---------- THE DATA

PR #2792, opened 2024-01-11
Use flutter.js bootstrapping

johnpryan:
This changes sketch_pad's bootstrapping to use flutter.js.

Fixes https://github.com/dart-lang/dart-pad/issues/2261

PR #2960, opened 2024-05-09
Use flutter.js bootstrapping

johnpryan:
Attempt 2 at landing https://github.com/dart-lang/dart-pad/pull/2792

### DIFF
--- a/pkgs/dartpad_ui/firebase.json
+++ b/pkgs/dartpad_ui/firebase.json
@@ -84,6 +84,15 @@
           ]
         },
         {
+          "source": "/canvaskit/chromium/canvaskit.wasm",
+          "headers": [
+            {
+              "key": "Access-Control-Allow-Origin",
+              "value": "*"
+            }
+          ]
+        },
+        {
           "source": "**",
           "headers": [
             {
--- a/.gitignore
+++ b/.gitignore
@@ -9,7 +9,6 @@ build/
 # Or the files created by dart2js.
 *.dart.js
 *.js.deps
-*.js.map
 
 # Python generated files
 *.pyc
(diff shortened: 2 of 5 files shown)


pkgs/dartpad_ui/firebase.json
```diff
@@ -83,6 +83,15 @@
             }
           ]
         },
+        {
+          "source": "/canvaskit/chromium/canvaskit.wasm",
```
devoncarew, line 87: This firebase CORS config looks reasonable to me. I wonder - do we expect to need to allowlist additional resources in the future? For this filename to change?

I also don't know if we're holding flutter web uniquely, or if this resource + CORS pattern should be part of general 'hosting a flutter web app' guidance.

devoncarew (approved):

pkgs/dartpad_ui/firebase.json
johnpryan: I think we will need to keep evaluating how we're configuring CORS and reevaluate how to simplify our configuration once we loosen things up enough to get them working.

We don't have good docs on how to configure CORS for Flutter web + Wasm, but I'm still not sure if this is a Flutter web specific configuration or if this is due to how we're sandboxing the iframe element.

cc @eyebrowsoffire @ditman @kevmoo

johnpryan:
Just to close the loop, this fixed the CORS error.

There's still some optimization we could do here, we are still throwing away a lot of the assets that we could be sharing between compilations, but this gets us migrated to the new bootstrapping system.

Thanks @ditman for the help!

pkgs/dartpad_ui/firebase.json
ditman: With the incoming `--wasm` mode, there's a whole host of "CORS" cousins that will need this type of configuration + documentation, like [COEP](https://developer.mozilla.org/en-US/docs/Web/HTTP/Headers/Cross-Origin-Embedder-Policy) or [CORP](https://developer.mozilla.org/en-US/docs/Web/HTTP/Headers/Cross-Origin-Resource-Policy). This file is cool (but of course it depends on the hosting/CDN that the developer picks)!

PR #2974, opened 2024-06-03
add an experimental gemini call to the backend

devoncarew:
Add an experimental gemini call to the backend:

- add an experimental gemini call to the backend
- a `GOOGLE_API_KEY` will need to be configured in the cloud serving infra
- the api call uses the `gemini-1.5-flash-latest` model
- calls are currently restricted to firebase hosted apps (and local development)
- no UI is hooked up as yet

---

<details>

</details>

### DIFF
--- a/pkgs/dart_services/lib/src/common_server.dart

--------------------

WHAT YOU SHOULD DO. The full listing above should be reproduced exactly.

EXPECTED ANSWER.
PR #2792, opened 2024-01-11
Use flutter.js bootstrapping

johnpryan:
This changes sketch_pad's bootstrapping to use flutter.js.

Fixes https://github.com/dart-lang/dart-pad/issues/2261

PR #2960, opened 2024-05-09
Use flutter.js bootstrapping

johnpryan:
Attempt 2 at landing https://github.com/dart-lang/dart-pad/pull/2792

### DIFF
--- a/pkgs/dartpad_ui/firebase.json
+++ b/pkgs/dartpad_ui/firebase.json
@@ -84,6 +84,15 @@
           ]
         },
         {
+          "source": "/canvaskit/chromium/canvaskit.wasm",
+          "headers": [
+            {
+              "key": "Access-Control-Allow-Origin",
+              "value": "*"
+            }
+          ]
+        },
+        {
           "source": "**",
           "headers": [
             {
--- a/.gitignore
+++ b/.gitignore
@@ -9,7 +9,6 @@ build/
 # Or the files created by dart2js.
 *.dart.js
 *.js.deps
-*.js.map
 
 # Python generated files
 *.pyc
(diff shortened: 2 of 5 files shown)


pkgs/dartpad_ui/firebase.json
```diff
@@ -83,6 +83,15 @@
             }
           ]
         },
+        {
+          "source": "/canvaskit/chromium/canvaskit.wasm",
```
devoncarew, line 87: This firebase CORS config looks reasonable to me. I wonder - do we expect to need to allowlist additional resources in the future? For this filename to change?

I also don't know if we're holding flutter web uniquely, or if this resource + CORS pattern should be part of general 'hosting a flutter web app' guidance.

devoncarew (approved):

pkgs/dartpad_ui/firebase.json
johnpryan: I think we will need to keep evaluating how we're configuring CORS and reevaluate how to simplify our configuration once we loosen things up enough to get them working.

We don't have good docs on how to configure CORS for Flutter web + Wasm, but I'm still not sure if this is a Flutter web specific configuration or if this is due to how we're sandboxing the iframe element.

cc @eyebrowsoffire @ditman @kevmoo

johnpryan:
Just to close the loop, this fixed the CORS error.

There's still some optimization we could do here, we are still throwing away a lot of the assets that we could be sharing between compilations, but this gets us migrated to the new bootstrapping system.

Thanks @ditman for the help!

pkgs/dartpad_ui/firebase.json
ditman: With the incoming `--wasm` mode, there's a whole host of "CORS" cousins that will need this type of configuration + documentation, like [COEP](https://developer.mozilla.org/en-US/docs/Web/HTTP/Headers/Cross-Origin-Embedder-Policy) or [CORP](https://developer.mozilla.org/en-US/docs/Web/HTTP/Headers/Cross-Origin-Resource-Policy). This file is cool (but of course it depends on the hosting/CDN that the developer picks)!

PR #2974, opened 2024-06-03
add an experimental gemini call to the backend

devoncarew:
Add an experimental gemini call to the backend:

- add an experimental gemini call to the backend
- a `GOOGLE_API_KEY` will need to be configured in the cloud serving infra
- the api call uses the `gemini-1.5-flash-latest` model
- calls are currently restricted to firebase hosted apps (and local development)
- no UI is hooked up as yet

---

<details>

</details>

### DIFF
--- a/pkgs/dart_services/lib/src/common_server.dart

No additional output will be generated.